[Saved data entries]

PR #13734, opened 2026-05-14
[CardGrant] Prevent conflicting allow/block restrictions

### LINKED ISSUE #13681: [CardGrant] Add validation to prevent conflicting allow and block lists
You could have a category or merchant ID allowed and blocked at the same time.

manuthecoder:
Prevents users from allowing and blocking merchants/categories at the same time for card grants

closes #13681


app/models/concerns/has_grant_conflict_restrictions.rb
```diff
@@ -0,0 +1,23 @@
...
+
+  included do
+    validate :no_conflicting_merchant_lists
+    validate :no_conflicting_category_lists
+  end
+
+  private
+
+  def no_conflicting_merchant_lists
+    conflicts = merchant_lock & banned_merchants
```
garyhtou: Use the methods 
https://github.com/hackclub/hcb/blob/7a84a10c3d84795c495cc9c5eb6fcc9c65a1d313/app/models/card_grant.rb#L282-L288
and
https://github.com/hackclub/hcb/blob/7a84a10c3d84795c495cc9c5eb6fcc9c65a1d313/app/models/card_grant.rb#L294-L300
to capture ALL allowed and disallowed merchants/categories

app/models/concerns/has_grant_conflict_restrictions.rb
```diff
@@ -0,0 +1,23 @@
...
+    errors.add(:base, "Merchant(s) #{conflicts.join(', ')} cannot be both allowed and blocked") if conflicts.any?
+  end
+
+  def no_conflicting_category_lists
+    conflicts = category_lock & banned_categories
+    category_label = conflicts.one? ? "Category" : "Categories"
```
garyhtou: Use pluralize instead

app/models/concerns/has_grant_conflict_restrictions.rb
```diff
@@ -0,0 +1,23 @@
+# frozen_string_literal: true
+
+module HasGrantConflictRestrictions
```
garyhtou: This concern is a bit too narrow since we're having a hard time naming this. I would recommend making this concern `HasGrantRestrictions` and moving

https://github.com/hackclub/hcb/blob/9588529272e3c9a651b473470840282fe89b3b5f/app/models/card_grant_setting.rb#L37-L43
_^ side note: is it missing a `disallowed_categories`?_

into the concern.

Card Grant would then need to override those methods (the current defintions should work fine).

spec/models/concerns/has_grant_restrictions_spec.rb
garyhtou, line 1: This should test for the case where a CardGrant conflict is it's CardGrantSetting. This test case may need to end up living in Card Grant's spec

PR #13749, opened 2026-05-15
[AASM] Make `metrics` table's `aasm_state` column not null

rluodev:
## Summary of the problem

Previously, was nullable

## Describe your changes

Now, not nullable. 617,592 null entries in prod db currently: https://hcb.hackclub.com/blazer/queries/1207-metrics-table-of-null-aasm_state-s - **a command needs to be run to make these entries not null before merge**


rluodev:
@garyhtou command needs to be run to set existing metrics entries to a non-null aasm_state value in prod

Exercise prompt: Using the records above, filter out every line that lacks the string "This" and copy the rest.

Reply to the task:
garyhtou: This concern is a bit too narrow since we're having a hard time naming this. I would recommend making this concern `HasGrantRestrictions` and moving
garyhtou, line 1: This should test for the case where a CardGrant conflict is it's CardGrantSetting. This test case may need to end up living in Card Grant's spec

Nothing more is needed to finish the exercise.